Memory is not durable. The whole buffer lives in the agent's
process and disappears when the process exits. For state that must
survive a crash or be shared across processes, use Store.
When to use it¶
- Multi-turn conversations with a single agent. Without
Memory, everyagent(task)call starts fresh; with it, the model sees the recent history. - Cross-agent shared context when you want a judge or monitor
agent to read the live conversation without writing to it. Pass the
same
Memoryto the chat agent'smemory=and the judge agent'ssources=[mem]. - Bounded buffers in long-running interactive sessions — the
default
"auto"strategy keeps token usage from growing without bound, and you don't have to do the trimming yourself.
When NOT to use it¶
- Durable cross-run state.
Memorydoesn't survive process exit and isn't shared across machines. UseStoreinstead. - Pipeline data passing. A
Planstep's output flows to the next step via the envelope and sentinels (from_prev,from_step("…")), not via memory. Memory is for conversational context, not workflow state. - Structured-output retry loops. When LazyBridge re-prompts the agent to fix an invalid structured-output payload, those correction turns are not added to memory — and neither should you add them manually.
Example¶
from lazybridge import Agent, LLMEngine, Memory
# 1) Default "auto" strategy — sliding window + summary fallback.
chat_memory = Memory(
strategy="auto",
max_tokens=3000,
)
chat = Agent(
engine=LLMEngine("gemini-3-flash-preview"),
memory=chat_memory,
name="chat",
)
chat("hi, I'm Marco")
result = chat("what's my name?")
print(result.text()) # "Marco"
print(chat_memory.text()) # current compressed view
# 2) "summary" strategy with a cheap summariser.
summariser = Agent(
engine=LLMEngine(
"claude-haiku-4-5-20251001",
system="Summarize conversations concisely.",
),
)
high_fidelity_memory = Memory(
strategy="summary",
summarizer=summariser,
summarizer_timeout=15.0,
)
# 3) Sharing live conversation across agents — chat writes, judge reads.
chat = Agent(
engine=LLMEngine("gemini-3-flash-preview"),
memory=chat_memory,
name="chat",
)
judge = Agent(
engine=LLMEngine(
"claude-opus-4-7",
system="Grade the assistant's last reply on helpfulness 1-5.",
),
sources=[chat_memory], # read-only live view
name="judge",
)
chat("explain LazyBridge in one sentence")

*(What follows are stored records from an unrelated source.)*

PR #2630, opened 2026-04-20
Bot - Apply profile config to bot-spawned Cloud Agent sessions

eshurakov:
## Summary

KiloBot previously spawned Cloud Agent sessions with no profile-derived configuration, bypassing the repo-binding + default profile layering that the web tRPC routers apply. As a result, bot-initiated sessions never received env vars, encrypted secrets, or setup commands from the owner's default profile or any repo-bound profile.

- Call \`mergeProfileConfiguration\` inside \`spawnCloudAgentSession\` so bot paths match the profile layering of the web tRPC routers (layer 1: repo binding, layer 2: owner's effective default profile).
- Extract \`resolvePlatformIntegrationOwner\` to narrow the XOR \`owned_by_organization_id\` / \`owned_by_user_id\` into a discriminated \`OwnerRef\`, eliminating the two pre-existing \`as string\` casts.
- Extract \`resolveBotSessionProfile\` as a thin wrapper around \`mergeProfileConfiguration\` so the spawn tool stays focused on orchestration and profile resolution stays unit-testable.
- Surface profile-resolution failures as a user-facing error response instead of silently spawning a session without profile config.

For org-owned platform integrations, \`ticketUserId\` is threaded through so \`getEffectiveDefaultProfileId\` can fall back to the user's personal default when the org has none.

## Verification

- \`pnpm format\`
- \`pnpm typecheck\`

## Visual Changes

N/A

## Reviewer Notes

- Semantic change: existing bot-spawned sessions will now pick up the owner's default profile and any repo-bound profile. Users with a default profile who did not expect it to apply to bot-spawned sessions will see behavior change.
- Legacy \`spawnCloudAgentSession\` helpers in \`apps/web/src/lib/slack-bot.ts\` and \`apps/web/src/lib/discord-bot.ts\` still bypass profile resolution. They are expected to be consolidated onto the new \`bot/\` tool-loop agent; kept out of scope here.
- No new logging of \`prepareInput\` was added, so \`encryptedSecrets\` do not leak into logs.


apps/web/src/lib/bot/tools/resolve-platform-integration-owner.ts
```diff
@@ -0,0 +1,28 @@
...
+  platformIntegration: PlatformIntegrationOwnerColumns
+): OwnerRef {
+  if (platformIntegration.owned_by_organization_id) {
+    return { kind: 'org', id: platformIntegration.owned_by_organization_id };
+  }
+  if (platformIntegration.owned_by_user_id) {
+    return { kind: 'user', id: platformIntegration.owned_by_user_id };
+  }
+  throw new Error('Platform integration has no owner (both organization and user are null).');
+}
```
RSO: This method also exists as `ownerFromIntegration` in `agent-runner.ts`. Let's consolidate. Also, the throw  should be unnecessary because the database does not accept a row without both `owned_by_user_id` or `owned_by_organization_id`

RSO (approved):

RSO:
Please note that this will only affect the Pound bot. But I'm going to work on migrating all users over to the new bot this week, so that should be fine.

PR #2632, opened 2026-04-20
Mobile - Add Home Tab With KiloClaw And Agent Sessions Overview

eshurakov:
## Summary

Introduce a new **Home tab** as the mobile app's landing screen and restructure navigation around it.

print(judge("grade the last turn").text())
Pitfalls¶
strategy="summary"without asummarizer=falls back to keyword extraction — bounded, but lossy. Pass a cheap agent for production-quality summaries.memory.clear()wipes everything including the in-process summary; it does not persist across restarts. For durable memory useStore.max_turnsis a hard backstop, not the primary compression knob. When it fires you get a one-shot warning — that's the signal to switch fromstrategy="none"to"auto".summarizer_timeout=Nonerestores the legacy unbounded behaviour. Use it only if you trust your summariser to be fast and reliable; otherwise a stuck summariser will block everyadd(...)call indefinitely.memory.text()is a live read — every call re-materialises the current view. Don't snapshot and cache it; if you need a stable reference for diagnostics, copy the string.- Sync summarisers can't be cancelled mid-call. Only async
summarisers (
async defor returning a coroutine) honoursummarizer_timeout. On timeout the keyword fallback runs. - Compression happens outside the internal lock, so concurrent
add()calls keep progressing while a slow summariser is in flight. This means a memory snapshot taken during compression may reflect the pre-compression view; that's intentional, but worth knowing if you're debugging.